[INSTRUCTIONS FOR THE TASK] From the line containing "more when ready" to the last line of the records, reproduce every line exactly and print nothing else.

[INPUT DATA]

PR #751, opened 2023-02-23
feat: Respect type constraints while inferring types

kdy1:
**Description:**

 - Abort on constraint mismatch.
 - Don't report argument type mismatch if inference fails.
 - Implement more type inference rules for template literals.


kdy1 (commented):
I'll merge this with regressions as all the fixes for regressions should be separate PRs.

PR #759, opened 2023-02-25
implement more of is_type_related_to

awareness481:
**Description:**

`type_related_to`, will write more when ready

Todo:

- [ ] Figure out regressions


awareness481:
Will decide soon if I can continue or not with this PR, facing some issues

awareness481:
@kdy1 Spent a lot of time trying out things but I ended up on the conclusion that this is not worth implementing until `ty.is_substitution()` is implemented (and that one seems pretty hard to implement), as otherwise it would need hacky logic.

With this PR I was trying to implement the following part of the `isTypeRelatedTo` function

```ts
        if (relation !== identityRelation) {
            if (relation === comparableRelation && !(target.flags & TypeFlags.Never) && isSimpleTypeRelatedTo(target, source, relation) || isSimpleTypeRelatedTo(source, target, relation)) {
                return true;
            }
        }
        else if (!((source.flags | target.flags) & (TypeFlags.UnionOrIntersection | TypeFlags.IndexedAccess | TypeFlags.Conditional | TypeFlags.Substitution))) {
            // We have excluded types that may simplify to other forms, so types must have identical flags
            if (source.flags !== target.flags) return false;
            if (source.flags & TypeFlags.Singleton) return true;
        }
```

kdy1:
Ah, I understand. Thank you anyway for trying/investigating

[SOLUTION TO THIS TASK]
`type_related_to`, will write more when ready

Todo:

- [ ] Figure out regressions


awareness481:
Will decide soon if I can continue or not with this PR, facing some issues

awareness481:
@kdy1 Spent a lot of time trying out things but I ended up on the conclusion that this is not worth implementing until `ty.is_substitution()` is implemented (and that one seems pretty hard to implement), as otherwise it would need hacky logic.

With this PR I was trying to implement the following part of the `isTypeRelatedTo` function

```ts
        if (relation !== identityRelation) {
            if (relation === comparableRelation && !(target.flags & TypeFlags.Never) && isSimpleTypeRelatedTo(target, source, relation) || isSimpleTypeRelatedTo(source, target, relation)) {
                return true;
            }
        }
        else if (!((source.flags | target.flags) & (TypeFlags.UnionOrIntersection | TypeFlags.IndexedAccess | TypeFlags.Conditional | TypeFlags.Substitution))) {
            // We have excluded types that may simplify to other forms, so types must have identical flags
            if (source.flags !== target.flags) return false;
            if (source.flags & TypeFlags.Singleton) return true;
        }
```

kdy1:
Ah, I understand. Thank you anyway for trying/investigating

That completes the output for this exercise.